I wonder if Dr. Ryken were to translate Shakespeare from English into Spanish. Would he take it word for word -- let's see, "to" "be" "or" "not" "to" "be" -- or would he render a Spanish phrase as close as possible to the meaning of the English PHRASE "TO BE OR NOT TO BE" ? If he did the first, he'd just be a simpleton, and prevent his Spanish readers from understanding Shakespeare. Only the second produces a Spanish version of what Shakespeare said.
This reminds me of those translations (good ones, like the NASV) which render Hebrew and Aramaic idiomatic expressions word for word -- Jesus, to his mother: "woman, what to you and to me?" Then, in a footnote, explain to the English reader what the idiomatic expression MEANT. So the translation is in the footnote -- the word for word rendering is meaningless to the reader. If a rendering is meaningless to the reader, it is not a translation.
Language doesn't function word-for-word. None of us speak, write, listen, or understand that way. It functions by building words together into a meaning.
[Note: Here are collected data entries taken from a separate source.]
PR #670, opened 2017-05-20
Fix #669: Use security group id in the api call in case it's deployed in a VPC

### LINKED ISSUE #669: Deploy with --check of an AWS security group in vpc fails due to wrong api call
In case a security group is deployed in VPC, `nixops deploy --check` will fail as the boto api call should use the sg id instead of the name.
```
$ nixops deploy  --check
error: EC2ResponseError: 400 Bad Request
<Response><Errors><Error><Code>InvalidParameterValue</Code><Message>Invalid value 'charon-d6c4461c-373c-11e7-be3e-0ae168952ac0-sg' for groupName. You may not reference Amazon VPC security groups by name. Please use the corresponding id for this operation.</Message></Error></Errors><RequestID>ea21316b-0308-4313-85f2-9ba1cadf8960</RequestID></Response>
```

AmineChikhaoui:


AmineChikhaoui:
oops, will fix it.

domenkozar:
Is this causing `node10......................> got (possibly transient) EC2 error code 'InvalidParameterValue': Value () for parameter groupId is invalid. The value cannot be empty. retrying...`

domenkozar:
Hmm, no that seems to be the problem of instance not having any SG provisioned.

domenkozar:
Or maybe: `The security group 'charon-669b6a14-46c1-11e7-bef2-06258a1e40fd-allow-all-eu-west-1' does not exist in default VPC 'vpc-7fbdc01a'`

domenkozar:
Nevermind, created https://github.com/NixOS/nixops/issues/674

AmineChikhaoui:
@rbvermaa it should be fixed now

AmineChikhaoui:
@rbvermaa I think you accidentally pushed some stuff for debugging in master https://github.com/NixOS/nixops/commit/2a8d9b99d0054bdae285f1e4d1ca712c4d91e2a7.

OTOH, I'm changing this PR to WIP until I check what are the remaining issues with deploying security groups with --check.

PR #682, opened 2017-06-16
automatically resolve channel uris

AmineChikhaoui:
This is needed to get the same behavior in other nix-* commands by specifying which channel to use by just doing `-I nixpkgs=channel:nixos-17.03`


edolstra:
Thanks, I just ran into this yesterday!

A searchable version is available at BibleGateway.com.
Dan
Biblical Christianity web site
Nor is it a translation if an ambigous source is rendered unambiguously, nor if a "rough" original is "smoothed out" excessively (by tossing overboard conjunctions the translators "feel" make for rough English, for example).
This, I would take it, is the author's point.
I think I advocate "dynamic equivalence", but I also can't stand those translators who want to do my work for me. (And I think paraphrasing is an abomination, but that's a separate issue.) If David said "those who urinate on a wall" then the translator SHOULD NOT render it "men".
This is not the same as a translator, for example, rendering the Hebrew word traditionally translated "redeeming" with the English "buying back". There's nothing sacred about the English word "redeem" -- there is something sacred about the Hebrew word behind it.
And I think the whole inclusive language debate is beyond discussion for Christians. The pronoun "he" cannot be understood by anybody with a neuron as really meaning "she".